Wrath of a Mad God ( The Darkwar, Book 3)

‘What? Are you bereft of reason? Are you Tsurani claiming these lands again?’

 

 

‘No,’ said Pug, his voice echoing with sorrow. ‘They are leaving, too. Something terrible is coming into this world and all must flee. Just know that the more your people prepare, the more they will be able to take with them.’

 

Jakam was about to ask another question, but Pug knew that further talk would be pointless. He spied a distant rise where the trail could clearly be seen, and transported himself there. It was an old mode of travel he had employed before, jumping from place to place along his line of sight. It was fatiguing, but effective, for like all magicians save Miranda and Magnus, he could not jump to a place he had never seen before.

 

He reached his goal at nightfall, as he had anticipated. He could see the many fires up on the hillside around the springs, and made his way into town. Unlike Turandaren, Tasdano Abear was a classic Thuril town comprising wattle-and-daub buildings, only the inn making concessions to more modern requirements. On the top of the hill above the town was the fortress, the Thuril log emplacement surrounded by a ditch full of bramble and thorn bush. The Thuril had been impossible to conquer because they simply refused to die defending a particular piece of land. The fortress was designed more to maul an invader before being quickly evacuated than it was to withstand any long siege. These highlanders regarded all of the highland plateaus, valleys, meadows and mountains as their home, and didn’t particularly care from season to season where they resided. A town like Tasdano Abear would flourish for a decade, then vanish when people got tried of trading there. Still, over the last century, reports from the highlands indicated peace was having the long term effect of turning a semi-nomadic people into permanent residents of specific areas.

 

Clans traditionally had claimed ranges and meadows, but who within that clan got rights to what was often a matter of very difficult, convoluted clan politics. As most families had several blood ties to every other family in the clan, bloodshed between families in clans was rare, but brawls were a staple of the hot blooded highlanders.

 

Pug entered the tavern and looked around. As he expected it was crowded with many young warriors here in support of clan leaders at the Confederation Council. And while the mood was mostly festive, with this many young men from this many different families, they were always one moment away from a brawl.

 

The Thuril were an odd race in contrast to the Tsurani, for while the Tsurani were reticent to the point of near-silence, the Thuril were a ferociously outspoken people. Insult was an art form, and the art was to be as loud, boastful, and obnoxious as one could be, without starting a fight.

 

By the time Pug sat down at a long table in the corner, in the one unoccupied seat, the room had fallen silent. Never in the memory of the oldest living Thuril warrior had a Tsurani Great One walked into an inn during a Confederation Council and sat down.

 

Finally one of the older warriors, obviously drunk, said, ‘Are you lost?’ He was a red-headed, brawny fellow, with ruddy cheeks and a long drooping moustache. He wore a beaten copper necklace that sparkled in the torchlight.

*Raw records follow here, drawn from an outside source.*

PR #3939, opened 2026-07-02
#3847. Add function literal inference tests for return type. Part 2.

sgrekhov:
For review it's enough to review top-level functions only. The other code repeats these functions as static and instance members in classes, mixins, mixin classes, enums, extensions and extension types.

### DIFF
--- a/TypeSystem/inference/function_literal_inference_A04_t01.dart
+++ b/TypeSystem/inference/function_literal_inference_A04_t01.dart
@@ -1,0 +1,344 @@
+// Copyright (c) 2026, the Dart project authors.  Please see the AUTHORS file
+// for details. All rights reserved. Use of this source code is governed by a
+// BSD-style license that can be found in the LICENSE file.
+
+/// @assertion The actual returned type of a function literal with a block body
+/// is computed as follows. Let `T` be `Never` if every control path through the
+/// block exits the block without reaching the end of the block, as computed by
+/// the definite completion analysis specified elsewhere. Let `T` be `Null` if
+/// any control path reaches the end of the block without exiting the block, as
+/// computed by the definite completion analysis specified elsewhere. Let `K` be
+/// the typing context for the function body as computed above from the imposed
+/// return type schema.
+/// ...
+/// - For each `yield e;` statement in the block, let `S` be the inferred type
+///   of `e`, using the local type inference algorithm described below with
+///   typing context `K`, and update `T` to be `UP(S, T)`.
+/// - If the enclosing function is marked `sync*`, then for each `yield* e;`
+///   statement in the block, let `S` be the inferred type of `e`, using the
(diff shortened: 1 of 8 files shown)


TypeSystem/inference/function_literal_inference_A04_t01.dart
```diff
@@ -0,0 +1,344 @@
...
+///   of `e`, using the local type inference algorithm described below with
+///   typing context `K`, and update `T` to be `UP(S, T)`.
+/// - If the enclosing function is marked `sync*`, then for each `yield* e;`
+///   statement in the block, let `S` be the inferred type of `e`, using the
+///   local type inference algorithm described below with a typing context of
+///   `Iterable<K>;` let `E` be the type such that `Iterable<E>` is a
+///   super-interface of `S;` and update `T` to be `UP(E, T)`.
+///
+/// @description Check that the return type of a `sync*` function with a single
+/// `yield e;` is `Iterable<X>;`, where `X` is the static type of `e`.
```
eernstg, line 24: I'd actually expect the current specification and implementation to make the return type `Iterable<X?>` because of the spurious `Null` mentioned in dart-lang/language#4718.

Perhaps this particular test should be postponed until this has been resolved? Otherwise, we should expect the `?` to be included in all cases because all function bodies can be completed normally.

eernstg: The same consideration holds for the following tests about generators where the body can complete normally (I think that's all of them, they don't have any return statements or other constructs that prevent the body from completing normally).

TypeSystem/inference/function_literal_inference_A05_t02.dart
```diff
@@ -0,0 +1,100 @@
...
+/// ...
+/// - If the enclosing function is marked `async*`, then for each `yield* e;`
+///   statement in the block, let `S` be the inferred type of `e`, using the
+///   local type inference algorithm described below with a typing context of
+///   `Stream<K>`; let `E` be the type such that `Stream<E>` is a
+///   super-interface of `S;` and update `T` to be `UP(E, T)`.
+///
+/// @description Check that the return type of an `async*` function with a
+/// single `yield e;` is `Stream<X>;`, where `X` is the static type of `e`
+/// inferred using the local type inference algorithm.
```
eernstg, line 26: OK, this particular test already has return type `Stream<X?>` everywhere because it's the same as `Stream<X>`, so we don't have to block it on dart-lang/language#4718.

eernstg (commented):
Almost every test in this PR depends on dart-lang/language#4718 (about the spurious `?` which is added to the element type in all return types of generators when the end of the body can be reached).

Perhaps we should just block this until that issue has been clarified.

sgrekhov:
Blocked by dart-lang/language#4718.

PR #3940, opened 2026-07-03
#3847. Add function literal inference tests for return type. Part 3.

sgrekhov:
For review, it's enough to review only the top-level functions. The rest of the code repeats these functions as static and instance members of classes, mixins, mixin classes, enums, extensions, and extension types.


sgrekhov:
@eernstg please review

TypeSystem/inference/function_literal_inference_A06_t01.dart
```diff
@@ -0,0 +1,308 @@
...
+  Ext.sf1.expectStaticType<Exactly<void Function()>>();
+  Ext.sf2.expectStaticType<Exactly<void Function()>>();
+  Ext.sf3.expectStaticType<Exactly<void Function()>>();
+  Ext.sf4.expectStaticType<Exactly<void Function()>>();
+
+  ET.sf1.expectStaticType<Exactly<void Function()>>();
+  ET.sf2.expectStaticType<Exactly<void Function()>>();
+  ET.sf3.expectStaticType<Exactly<void Function()>>();
+  ET.sf4.expectStaticType<Exactly<void Function()>>();
+}
```
eernstg, line 76: Very nice!

However, we'd need to know that the return type is actually `void`, and the `expectStaticType` check doesn't quite achieve this, it only confirms that the return type is a top type.

It isn't convenient because this test should be runnable, and a real `void` confirmation test would probably have to expect errors for a situation where the returned object is used. Perhaps the declarations of functions could be moved to a '...lib.dart' file and then this test could import it, and a new test that does the `Object? _ = myVoidValue;` and expects an error would be another library that imports the same file. This would also be nice because we don't have to double check that the two tests are actually working on the same set of function literals.

TypeSystem/inference/function_literal_inference_A06_t02.dart
```diff
@@ -0,0 +1,518 @@
...
+  Ext.sf7.expectStaticType<Exactly<Future<void> Function()>>();
+
+  ET.sf1.expectStaticType<Exactly<Future<void> Function()>>();
+  ET.sf2.expectStaticType<Exactly<Future<void> Function()>>();
+  ET.sf3.expectStaticType<Exactly<Future<void> Function()>>();
+  ET.sf4.expectStaticType<Exactly<Future<void> Function()>>();
+  ET.sf5.expectStaticType<Exactly<Future<void> Function()>>();
+  ET.sf6.expectStaticType<Exactly<Future<void> Function()>>();
+  ET.sf7.expectStaticType<Exactly<Future<void> Function()>>();
+}
```
eernstg, line 196: Similarly, a test like `void main() async { Object? _ = await myFutureVoidValue; }` expecting an error would verify that the return type is actually `Future<void>` and not just `Future<SomeOtherTopType>`.

TypeSystem/inference/function_literal_inference_A06_t03.dart
```diff
@@ -0,0 +1,518 @@
...
+  Ext.sf7.expectStaticType<Exactly<Future<void> Function()>>();
+
+  ET.sf1.expectStaticType<Exactly<Future<void> Function()>>();
+  ET.sf2.expectStaticType<Exactly<Future<void> Function()>>();
+  ET.sf3.expectStaticType<Exactly<Future<void> Function()>>();
+  ET.sf4.expectStaticType<Exactly<Future<void> Function()>>();
+  ET.sf5.expectStaticType<Exactly<Future<void> Function()>>();
+  ET.sf6.expectStaticType<Exactly<Future<void> Function()>>();
+  ET.sf7.expectStaticType<Exactly<Future<void> Function()>>();
+}
```
eernstg, line 107: Similar again.

eernstg (commented):
Looks good!

One thing may slip through, though: I think a compiler/analyzer could conclude that the return type of a number of function literals can be `Object?` or some other top type which is not `void`, and the existing tests will not detect the issue. So we will probably need to have some `void` specific tests confirming that it is an error to use those returned values..

sgrekhov:
Updates as suggested. PTAL.

eernstg (approved):
LGTM.

Nice, thank you!

PR #3941, opened 2026-07-06
#3847. Add tests for local function return type inference

sgrekhov:


TypeSystem/inference/local_return_type_inference_A02_t02.dart
```diff
@@ -0,0 +1,141 @@
...
+
+/// @assertion With null safety, local function body inference is changed so
+/// that the local function name is not considered available for inference while
+/// performing inference on the body. As a result, any recursive calls to the
+/// function for which the result type is required for inference to complete
+/// will no longer be treated as having return type `dynamic`, but will instead
+/// result in an inference failure.
+///
+/// @description Checks that the omitted return type of a non-local function is
+/// inferred to be `dynamic`.
```
eernstg: I'd expect the assertion to say something about non-local functions, but it doesn't.

Isn't there a location in a specification document where this kind of inference is specified? Perhaps it's all the way back to the rule that a type which isn't written is inferred as `dynamic` (which is superceded by all kinds of inference, but pops up now and then when nothing else is applicable)?

eernstg (commented):
One thing needs to be clarified: How do we know that the return type of a non-local function declaration with no return type annotation is `dynamic`?

I'm afraid it can be tricky to find it, but this just means that it is very useful to resolve that question at this time where we need it.

TypeSystem/inference/local_return_type_inference_A02_t02.dart
sgrekhov: Yes, I meant that rule.  Updated the description accordingly. PTAL.

eernstg (commented):
I'm still confused... ;-)

sgrekhov:
The assertion these tests check is about local functions. The test `local_return_type_inference_A02_t02.dart` checks that this rule does _not_ apply to non-local functions. In particular, if the return type is not specified, then the rule "If a function declaration does not declare a return type explicitly, its return type is dynamic" is applied. I updated the description to reflect this. Maybe it is still not clear enough? Or... Why are you still confused?

eernstg:
The specification documents very rarely specify any properties using an implied negative version of a rule. That is, we may specify that a local function can get its return type from type inference, but the inference will fail if there are any recursive invocations of the function itself in the function body. However, it does _not_ follow that any particular treatment is given to non-local functions (that is, we don't assume that a non-X entity has a not-P property as a consequence of X entities being specified to have the property P).

In contrast, whatever is specified for non-local functions would be specified separately in spec sections about non-local functions (or subsets thereof, e.g., instance methods or top-level functions).

This means that the test TypeSystem/inference/local_return_type_inference_A02_t02.dart might be a very useful and meaningful test to have in some other set of tests (not about local return type inference), but it would be associated with an assertion about non-local functions (or about the relevant subset), not an assertion about local return type inference. And the assertion (and description) would positively say that something holds for non-local functions, it wouldn't be using a double negation to conclude anything (like "not-X entities such as non-local functions have a not-P property such as not being able to obtain a return type by type inference, recursive or not").

sgrekhov:
Now it's clear. Yes, makes sense. Moved this test to the appropriate folder (with the new assertion). PTAL.

eernstg (approved):
LGTM, thanks!

PR #3943, opened 2026-07-07
#3847. Update constant type variable elimination tests

sgrekhov:


LanguageFeatures/nnbd/const_type_var_elimination_A01_t01.dart
```diff
@@ -7,23 +7,24 @@
...
+/// is initialized by `const` literal of type `List<Never>`.
 /// @author iarkh@unipro.ru
 
+import '../../Utils/static_type_helper.dart';
+
 class G<T> {
   void foo() {
-    const List<T> l1 = [];
+    const List<T> l1 = []; // `[]` has type List<Never> but it cannot be checked
+    l1.expectStaticType<Exactly<List<T>>>(); // l1 is still List<T>
```
eernstg, line 29: Why would it not work to query it like `l1 is List<Never>`?

eernstg (commented):
Looks good! It does look like it would be possible to verify that the given list is actually a `List<Never>`.

sgrekhov:
Indeed. Thank you. Updated. PTAL.

eernstg (approved):
LGTM

PR #3944, opened 2026-07-07
#3847. Add least and greatest closure tests. Part 1.

sgrekhov:


TypeSystem/inference/least_and_greatest_closure_A03_t01.dart
```diff
@@ -0,0 +1,27 @@
...
+///   - The greatest closure of `S` is `S`
+///
+/// @description Check that if `S` is a base type then the greatest closure of
+/// `S` is `S`.
+/// @author sgrekhov22@gmail.com
+
+import '../../Utils/static_type_helper.dart';
+
+test(int x, int y) {
+  var v = 1 > 2 ? x : y;
```
eernstg, line 21: I don't think this situation involves a computation of the greatest or least closure of anything.

However, with `<X extends int>(X x, Never y)` it should work.

TypeSystem/inference/least_and_greatest_closure_A05_t01.dart
```diff
@@ -0,0 +1,32 @@
...
+/// respect to `L` is `U?` where `U` is the greatest closure of `T` with respect
+/// to `L`.
+/// @author sgrekhov22@gmail.com
+
+import '../../Utils/static_type_helper.dart';
+
+class C<X> {}
+
+test<X extends C<X>, Y extends C<Y>>(X? x, Y? y) {
+  var v = 1 > 2 ? x : y;
```
eernstg, line 25: We're taking the greatest closure of the bound, so we should probably use `<X extends C<X>?>(X x, Never y)`.

TypeSystem/inference/least_and_greatest_closure_A01_t01.dart
```diff
@@ -0,0 +1,29 @@
...
+///
+/// @description Check that if `S` is `X` where `X` is in `L`, then the greatest
+/// closure of `S` with respect to `L` is `Object?`.
+/// @author sgrekhov22@gmail.com
+
+import '../../Utils/static_type_helper.dart';
+
+class C<X> {}
+
+test<X extends C<X>, Y extends C<Y>>(X x, Y y) {
```
eernstg, line 21: Actually, it should be sufficient to use a single type parameter bound. The other type can be `Never` because this will never make a difference when `UP` is computed.

Hence, `test<X extends C<X>>(X x, Never y)` should allow `UP` to compute the greatest closure of `X` with respect to `{X}`, and then we can directly look at the result because `UP(that-type, Never)` is `that-type`.

This should make all the tests a bit simpler, and it should make them a bit more precisely targeted at their actual goal.

eernstg: Even when the left and right hand types are so different, we don't have to test `x : y` as well as `y : x` because this is a test of 'greatest closure' and 'least closure', not a test of `UP`.

TypeSystem/inference/least_and_greatest_closure_A04_t01.dart
```diff
@@ -0,0 +1,27 @@
...
+///   - The greatest closure of `S` is `S`
+///
+/// @description Check that if `S` is a base type then the least closure of `S`
+/// is `S`.
+/// @author sgrekhov22@gmail.com
+
+import '../../Utils/static_type_helper.dart';
+
+test(void Function(int) x, void Function(int) y) {
+  var v = 1 > 2 ? x : y;
```
eernstg, line 21: We wish to compute the least closure of `int`, and this would be the result of computing the greatest closure of `void Function(int)` and extracting the parameter type from the result. So `<X extends void Function(int)>(X x, Never y)` should work.

TypeSystem/inference/least_and_greatest_closure_A05_t02.dart
```diff
@@ -0,0 +1,30 @@
...
+///
+/// @description Check that if `S` is `T?` then the greatest closure of `S` with
+/// respect to `L` is `U?` where `U` is the greatest closure of `T` with respect
+/// to `L`.
+/// @author sgrekhov22@gmail.com
+
+import '../../Utils/static_type_helper.dart';
+
+test<X extends num, Y extends int>(X? x, Y? y) {
+  var v = 1 > 2 ? x : y;
```
eernstg, line 23: `<X extends num?>(X x, Never y)`

TypeSystem/inference/least_and_greatest_closure_A06_t01.dart
```diff
@@ -0,0 +1,32 @@
...
+/// respect to `L` is `U?` where `U` is the least closure of `T` with respect to
+/// `L`.
+/// @author sgrekhov22@gmail.com
+
+import '../../Utils/static_type_helper.dart';
+
+class C<X> {}
+
+test<X extends C<X>, Y extends C<Y>>(void Function(X?) x, void Function(Y?) y) {
+  var v = 1 > 2 ? x : y;
```
eernstg, line 23: `<X extends void Function(C<X>?)>(X x, Never y)`?

TypeSystem/inference/least_and_greatest_closure_A06_t01.dart
```diff
@@ -0,0 +1,32 @@
...
+  v.expectStaticType<Exactly<void Function(Never?)>>();
```
eernstg, line 24: `Exactly<void Function(C<Never>?)>`?

TypeSystem/inference/least_and_greatest_closure_A06_t02.dart
```diff
@@ -0,0 +1,29 @@
...
+///
+/// @description Check that if `S` is `T?` then the least closure of `S` with
+/// respect to `L` is `U?` where `U` is the least closure of `T` with respect to
+/// `L`.
+/// @author sgrekhov22@gmail.com
+
+import '../../Utils/static_type_helper.dart';
+
+test(void Function(num?) x, void Function(int?) y) {
+  var v = 1 > 2 ? x : y;
```
eernstg, line 23: `<X extends void Function(num?)>(X x, Never y)`

TypeSystem/inference/least_and_greatest_closure_A06_t02.dart
```diff
@@ -0,0 +1,29 @@
...
+  v.expectStaticType<Exactly<void Function(int?)>>();
```
eernstg: `Exactly<void Function(num?)>`

TypeSystem/inference/least_and_greatest_closure_A02_t01.dart
```diff
@@ -0,0 +1,29 @@
...
+///
+/// @description Check that the least closure of `S` with respect to `L` is
+/// `Never`.
+/// @author sgrekhov22@gmail.com
+
+import '../../Utils/static_type_helper.dart';
+
+class C<X> {}
+
+test<X extends C<X>, Y extends C<Y>>(void Function(X) x, void Function(Y) y) {
```
eernstg, line 21: `<X extends void Function(C<X>)>(X x, Never y)` should work.

TypeSystem/inference/least_and_greatest_closure_A02_t01.dart
```diff
@@ -0,0 +1,29 @@
...
+  var v = 1 > 2 ? x : y;
+  v.expectStaticType<Exactly<void Function(Never)>>();
```
eernstg, line 23: `Exactly<void Function<C<Never>>>`

eernstg (commented):
A number of things need to be adjusted because we only have a few situations where the greatest closure is used. With the approach that uses some cases in `UP`, we need to make sure that the type which is subject to closure is in the type variable bound, not anywhere else.

TypeSystem/inference/least_and_greatest_closure_A01_t01.dart
sgrekhov: Done.

TypeSystem/inference/least_and_greatest_closure_A02_t01.dart
sgrekhov: Left unchanged, the reason explained in the next comment.

TypeSystem/inference/least_and_greatest_closure_A02_t01.dart
sgrekhov: In fact, in this case we have. 
```dart
test<X extends void Function(C<X>)>(X x, Never y) {
  var v = 1 > 2 ? x : y;
  v.expectStaticType<Exactly<X>>();
}
```
I guess that we should have two function parameters to trigger least closure calculation.

TypeSystem/inference/least_and_greatest_closure_A03_t01.dart
sgrekhov: Yes. thank you. Updated.

TypeSystem/inference/least_and_greatest_closure_A04_t01.dart
sgrekhov: In this case we have:
```dart
test<X extends void Function(int)>(X x, Never y) {
  var v = 1 > 2 ? x : y;
  v.expectStaticType<Exactly<X>>();
}
```
We need two function types. Left unchanged.

TypeSystem/inference/least_and_greatest_closure_A05_t01.dart
sgrekhov: In this case the actual result is
```dart
test<X extends C<X>?>(X x, Never y) {
  var v = 1 > 2 ? x : y;
  v.expectStaticType<Exactly<X>>();
}
```
Does it proof that if `S` is `T?` then the greatest closure is `U?`. Left unchanged for a while.

TypeSystem/inference/least_and_greatest_closure_A05_t02.dart
sgrekhov: The actual result is
```dart
test<X extends num?>(X x, Never y) {
  var v = 1 > 2 ? x : y;
  v.expectStaticType<Exactly<X>>();
}
```
I think that the old version with `v.expectStaticType<Exactly<num?>>();` is more obvoius. Left unchanged.

TypeSystem/inference/least_and_greatest_closure_A06_t01.dart
sgrekhov: Again, I think we need two function types here. The actual result in the comment below.

TypeSystem/inference/least_and_greatest_closure_A06_t01.dart
sgrekhov: The actual result in this case is
```dart
test<X extends void Function(C<X>?)>(X x, Never y) {
  var v = 1 > 2 ? x : y;
  v.expectStaticType<Exactly<X>>();
}
```
Left unchanged.

TypeSystem/inference/least_and_greatest_closure_A06_t02.dart
sgrekhov: Again, see below.

TypeSystem/inference/least_and_greatest_closure_A06_t02.dart
sgrekhov: The actual result
```dart
test<X extends void Function(num?)>(X x, Never y) {
  var v = 1 > 2 ? x : y;
  v.expectStaticType<Exactly<X>>();
}
```
Left unchanged.

sgrekhov (commented):
Partially implemented. I think that we need two function types for the least closure. PTAL.

sgrekhov:
Changes reverted. PTAL.

TypeSystem/inference/least_and_greatest_closure_A01_t01.dart
eernstg: Summary of lessons learned:

Having thought about this some more, it seems necessary to have two type variables with the same structure (one is just an alpha conversion of the other)), such that neither is a subtype of the other. This will force the use of the `UP` rule that includes the computation of the greatest closure, on both sides of `UP(typeOfX, typeOfY)`, which means that we'll compute the `UP(erasedType, erasedType)` which is `erasedType`, which will allow us to inspect the result returned by the greatest closure algorithm.

We can then investigate the result returned by the least closure algorithm on `S` via the greatest closure result on `void Function(S)`.

This result, call it `U`, will then again be produced twice (one time for each type variable), yielding the same result (because the type variables only differ in the choice of name for the type variable which is being eliminated), and `UP(U, U)` yields that same result, which can then be inspected as the type of `v`.

So this should work!

TypeSystem/inference/least_and_greatest_closure_A02_t01.dart
eernstg: Yep, that should work!

TypeSystem/inference/least_and_greatest_closure_A02_t01.dart
eernstg: Exactly.

TypeSystem/inference/least_and_greatest_closure_A03_t01.dart
eernstg: Fine!

TypeSystem/inference/least_and_greatest_closure_A01_t01.dart
eernstg: This thread is left unresolved just because it contains useful analysis of the situation.

TypeSystem/inference/least_and_greatest_closure_A04_t01.dart
eernstg: `UP` is only going to compute the greatest/least closure of anything if we enforce that one of the relevant cases is used. In particular, the case about `X extends B` will compute the greatest closure of `B` if the other argument isn't a subtype or supertype.

So we have to use `test<X extends void Function(int), Y extends void Function(int)>(X x, Y y)` then the static type of the conditional expression will find the greatest closure of `void Function(int)`, twice, take `UP` of those types (that type), yielding `void Function(int)`. So this can be used to confirm that the greatest closure of `void Function(int)` is `void Function(int)`, or it can be used to confirm that the least closure of `int` is `int`.

TypeSystem/inference/least_and_greatest_closure_A05_t01.dart
eernstg: We can test the greatest closure of `X?` by testing `<X extends List<X?>, Y extends List<Y?>>(X x, Y y)`: The conditional type is found by taking the greatest closure of `List<X?>` with respect to `{X}`, which is `List<V>` where `V` is the greatest closure of `X?`.

We need to use `List` (or some other generic class) in order to avoid having a type variable whose bound is trivial (such as `X extends X?`), because those type variables _should be_ an error in the first place, so we don't want them to sit all over the place and explode if and when we do that.

So this one still needs a small adjustment.

TypeSystem/inference/least_and_greatest_closure_A05_t02.dart
eernstg: Needs `<X extends num?, Y extends num?>(X x, Y y)`, then the type of the conditional expression will be the greatest closure of `num?` with respect to `X`.

TypeSystem/inference/least_and_greatest_closure_A06_t01.dart
eernstg: Right, we do need two function types.

eernstg: `<X extends void Function(X?), Y extends void Function(Y?)>(X x, Y y)` should work, and the resulting type should be `void Function(Never?)`.

TypeSystem/inference/least_and_greatest_closure_A06_t02.dart
eernstg: `<X extends void Function(num?), Y extends void Function(num?)>(X x, Y y)` should work, and the resulting type should be `void Function(num?)`.

eernstg (commented):
Yet more comments. ;-)

TypeSystem/inference/least_and_greatest_closure_A05_t01.dart
sgrekhov: Thank you! Updated.

TypeSystem/inference/least_and_greatest_closure_A05_t02.dart
sgrekhov: Updated.

TypeSystem/inference/least_and_greatest_closure_A06_t01.dart
sgrekhov: Updated.

TypeSystem/inference/least_and_greatest_closure_A06_t02.dart
sgrekhov: Changed to `<X extends void Function(num?), Y extends void Function(int?)>(X x, Y y)` and the resulting type `void Function(int?)`.

sgrekhov (commented):
Thank you! This PR was a great learning experience! Updated. PTAL.

TypeSystem/inference/least_and_greatest_closure_A05_t01.dart
eernstg: Thx!

TypeSystem/inference/least_and_greatest_closure_A05_t02.dart
eernstg: I think we should stick to using two type parameters with a bound which are alpha equivalent, such that we are testing the greatest/least closure algorithm, and not a mixture of the greatest/least closure algorithm and the `UP` algorithm. So that's the reason why I suggested `<X extends num?, Y extends num?>`.

It would also be confusing if the README says that the two type parameters should be alpha equivalent, and then some of them aren't, even though we may be able to argue that we can use the result even when they differ more than by renaming.

TypeSystem/inference/least_and_greatest_closure_A06_t01.dart
eernstg: Thanks!

TypeSystem/inference/least_and_greatest_closure_A06_t02.dart
eernstg: Same thing here, anything other than alpha equivalence brings `UP` into the test, which is noise.

eernstg (commented):
I think we should be careful about only using alpha equivalent type parameter declarations, because this is the simplest way to ensure that we're testing greatest/least closure and not `UP` or `DOWN`.

TypeSystem/inference/least_and_greatest_closure_A05_t02.dart
sgrekhov: Updated.

TypeSystem/inference/least_and_greatest_closure_A06_t02.dart
sgrekhov: Done.

sgrekhov (commented):
Thanks! Updated. PTAL.

eernstg (approved):
Thanks! LGTM.

eernstg (commented):
Oh, TypeSystem/inference/least_and_greatest_closure_A04_t01.dart still doesn't have bounded type parameters, just plain parameter types.

sgrekhov:
> Oh, TypeSystem/inference/least_and_greatest_closure_A04_t01.dart still doesn't have bounded type parameters, just plain parameter types.

`least_and_greatest_closure_A04_t01.dart` checks the case when "`S` is a base type (or in general, if it does not contain any variable from `L`)". Does this case also include type variables? What is a "base type" then?

eernstg:
The important requirement is that the given type does not contain any type parameters from `L`. We don't need to clarify what a base type is (it could be exactly that, or it could be any type which is denoted by a single identifier, but in that case it gets weird if we say that `F` is a base type when we have `typedef F = void Function<X>(List<X>);`).

So: The type does not contain any type parameters from `L`.

With that, we can investigate the greatest closure of a type that satisfies this requirement, such as `void Function(int)`, and we can use the outcome to test the least closure (of `int`).

However, we still need the same setup in order to be able to obtain the greatest closure of this "base" type in the first place:

```dart
test<X extends void Function(int), Y extends void Function(int)>(X x, Y y) {
  var v = 1 > 2 ? x : y;
  v.expectStaticType<Exactly<void Function(int)>>;
}
```

So we're using the type variables in order to force `UP` to use the required case (the one that uses the greatest closure algorithm), and this causes the greatest closure algorithm to be executed with input `void Function(int)` (look, no type parameters! ;-), and then we investigate the outcome in order to see that the least closure of `int` was indeed computed as `int`.

sgrekhov:
Thank you for the detailed explanation. Updated. PTAL.

eernstg (approved):
LGTM!

PR #3945, opened 2026-07-09
#3847. Add least and greatest tests for `Future` and `FutureOr`

sgrekhov:


TypeSystem/inference/least_and_greatest_closure_A07_t01.dart
```diff
@@ -0,0 +1,29 @@
...
+/// ...
+/// - if `S` is `Future<T>`
+///   - The least closure of `S` with respect to `L` is `Future<U>` where `U` is
+///     the least closure of `T` with respect to `L`
+///   - The greatest closure of `S` with respect to `L` is `Future<U>` where `U`
+///     is the greatest closure of `T` with respect to `L`
+///
+/// @description Check that if `S` is `Future<T>` then the greatest closure of
+/// `S` with respect to `L` is `Future<U>` where `U` is the greatest closure of
+/// `T` with respect to `L`.
```
eernstg, line 17: This is kind of superfluous because that's the treatment that every generic class gets (there is no reason for the spec to say anything about `Future`). It might have been introduced in order to make the document "closed" in the sense that the rule about `FutureOr` (which _does_ need to be specified explicitly) mentions `Future`, and then we need to cover `Future` as well.

Anyway, we'll just test this because we have this rule, redundant or not.

TypeSystem/inference/least_and_greatest_closure_A07_t02.dart
```diff
@@ -0,0 +1,41 @@
...
+///     is the greatest closure of `T` with respect to `L`
+///
+/// @description Check that if `S` is `Future<T>` then the greatest closure of
+/// `S` with respect to `L` is `Future<U>` where `U` is the greatest closure of
+/// `T` with respect to `L`.
+/// @author sgrekhov22@gmail.com
+
+import '../../Utils/static_type_helper.dart';
+
+test1<X extends Future<int>, Y extends Future<num>>(X x, Y y) {
```
eernstg: Alpha equivalent:
```suggestion
test1<X extends Future<int>, Y extends Future<int>>(X x, Y y) {
```

eernstg: Same for several other tests in this PR.

TypeSystem/inference/least_and_greatest_closure_A08_t02.dart
```diff
@@ -0,0 +1,62 @@
...
+/// with respect to `L` is `Future<U>` where `U` is the least closure of `T`
+/// with respect to `L`.
+/// @author sgrekhov22@gmail.com
+/// @issue https://github.com/dart-lang/language/issues/4720
+
+import '../../Utils/static_type_helper.dart';
+
+test1<
+  X extends void Function(Future<int>),
+  Y extends void Function(Future<num>)
```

It was a very valuable piece of jewellery on this metal-poor world.

 

Pug shook his head. ‘I think not.’

 

‘So, you know where you are then?’

 

‘This is the Sandram Valley, right?

 

‘It is.’

 

‘And this is the town of Tasdano Abear, right?’

 

‘Yes, it is.’

 

‘And that’s the Confederation Council up on the hillside at the Shatanda Warm Springs isn’t it?’

 

‘Yes, that it is.’

 

‘Then I’m not lost.’

 

‘Well, then, Tsurani, if you don’t mind me asking, what brings you to this place?’

 

‘I need to speak to the Council and especially the Kaliane.’

 

‘Ah, the Kaliane, is it?’

 

‘Yes,’ said Pug.

 

‘And supposing she doesn’t wish to see you?’

 

‘I think she will.’

 

‘And why would that be?’

 

‘Because I have something to say to her that she will certainly wish to hear.’

 

‘Then why are you sitting here, you ill-gotten offspring of a musonga,’ —invoking the name of a particularly stupid burrowing pest that was the bane of all fanners on Kelewan— ‘and not toddling up there to tell her what you’ve got to say?’

 

‘Because, you rock-headed son of a flatulent needra and a mud wallowing baloo,’ —Pug rejoined with a pair of domestic animals, the stupid beast of burden and filthy, and stupid, but edible meat animal— ‘it would be bad manners for me to "toddle" without an invitation to an audience, which you would know if your mother had birthed any children who could tell it was daylight while standing outside staring into the sun, and had you half the wits the gods gave to a bag of rocks. It’s called "good manners".’